■事業内容
5. 非エネルギー及び海外事業
シナネンホールディングス (T:8132)はエネルギー以外にも、ビジネスや人々の生活を豊かにする事業を多角的に展開している。
(1) 自転車事業
シナネンサイクル(株)が展開している。
国内トップクラスの自転車輸入商社として、安価で高品質な自転車や「DAHON」など海外有名ブランドの自転車を輸入販売しているほか、法人向けにOEM自転車の開発も行っている。
また、卸売ばかりでなく小売にも進出しており、サイクルプラザ「ダイシャリン」は関東・東北に36店舗(2021年6月末現在)を有している。
(2) シェアサイクル事業
シナネンモビリティPLUS(株)が運営している。
ソフトバンクグループ (T:9984)のOpen Street(株)が提供するシェアサイクルサービス「HELLO CYCLING」を活用し、首都圏を中心に自治体やコンビニエンスストアと提携、シェアサイクル「ダイチャリ」を展開している。
後述するように、ステーション数や自転車保有台数で国内トップクラスの運営実績を誇るなど、急進展している事業である。
(3) 環境・リサイクル事業
シナネンエコワーク(株)が事業運営している。
千葉市と埼玉県白岡市にリサイクルセンターを有し、廃木材(木くず)から発電用や建材用の木質チップをリサイクル製造しているほか、廃プラスチックや紙くずなどからRPF※を供給している。
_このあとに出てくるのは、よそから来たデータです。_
PR #1288, opened 2016-06-22
updated CentOS 7 INSTALL guide

peasead:
Added a few clarifications for external browsing (regarding hostname), updated the PHP Redis installation instructions, updated from mysql to mariadb, and added the "homepage".


iglocska:
Looks good, thanks!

※RPF(Refuse derived paper and plastics densified Fuel):リサイクルが難しい古紙や廃プラスチック類を主原料とした高品位の固形燃料。
(4) 抗菌事業
(株)シナネンゼオミックが展開している。
世界初の銀系無機抗菌剤「ゼオミック」のほか、消臭・吸着剤「ダッシュライト」、ハイブリッド防カビ剤「エッセンガード」などを製造販売している。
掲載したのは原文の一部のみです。